4 April 1928-28 May 2014
The broadcaster and longtime friend of Angelou recalls a ‘phenomenal’ poet, activist and raconteur – and singer
I came to know Maya Angelou in the early 1980s through Decca (Jessica) Mitford, the most leftwing Mitford sister, who was then living in California. This white aristocratic woman and the African American Maya proceeded, in the days of segregation, to drive together through the bitterly racially divided state of Arkansas. Upon being stopped and questioned by the police about their relationship, Decca would exclaim that Maya was her daughter. It was not really possible in age terms – Decca was 11 years older – and in racial terms? Decca simply said in her haughty voice: “These things just happened, my good man.”

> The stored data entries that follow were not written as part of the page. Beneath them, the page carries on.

PR #61, opened 2021-01-10
Parse XML response error

TingDaoK:
*Issue #, if available:*

*Description of changes:*

- byte_buf to byte_cursor for the body of error
- If we have a XML type of error response, parse the message to have better error report

Debatable:
Parsing XML response should be here at native client? Or should it be some user level code?
Since I don't think any user level code will need the whole body, so put it here. But, maybe I am wrong.

TODO:
- Special error handling for getting an empty file?


TingDaoK:
Don't do that, but we do need to change the body of the result to byte_cursor instead

PR #69, opened 2021-01-13
Removing need for lock for stream read

rccarper:
*Description of changes:*
* Moving stream read to next_request for now where it doesn't require a lock.  (Need to find a way to communicate to derived types that next_request will never be called concurrently or out-of-order.)  We may push the stream read into a separate thread entirely (maybe the body streaming ELG), but this at least fixes the locking as a first step.
* Fixing up meta request cancel.
* Changing part size constants to be multiples of 8.


include/aws/s3/private/s3_auto_ranged_put.h
```diff
@@ -31,22 +31,27 @@ enum aws_s3_auto_ranged_put_request_tag {
 struct aws_s3_auto_ranged_put {
     struct aws_s3_meta_request base;
 
+    /* Useable after the Create Multipart Upload request succeeds. */
+    struct aws_string *upload_id;
+
+    struct {
+        /* Only meant for use in the next_request function, which is never called concurrently. */
+        uint32_t next_part_number;
+    } threaded_next_request_data;
```
TingDaoK, line 40: Trivial: Does it really worth to make another struct around it?

source/s3_auto_ranged_put.c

In 1983, Decca called me to say that Maya needed somewhere to stay in London. I had met her several times while staying with Decca in California and reporting on the US electoral cycle in which that state played so crucial a part. I was rarely at home in London, so I was more than happy that she should take the house over. And take it over she did. So it was that she lived with me sporadically in attendance, in Kentish Town, for nearly two months – writing. Every evening she’d be down Leighton Road having a drink or two in the Irish pub, the Gloucester Arms. Some mornings, I’d come down and she’d be writing at the dining table. She’d suddenly get up and start singing at the top of her voice – there can’t have been a neighbour who couldn’t hear her. One day Salman Rushdie, still on the run from the fatwa against him, came for dinner. Maya relished the frisson as his Special Branch protection embedded themselves in my study.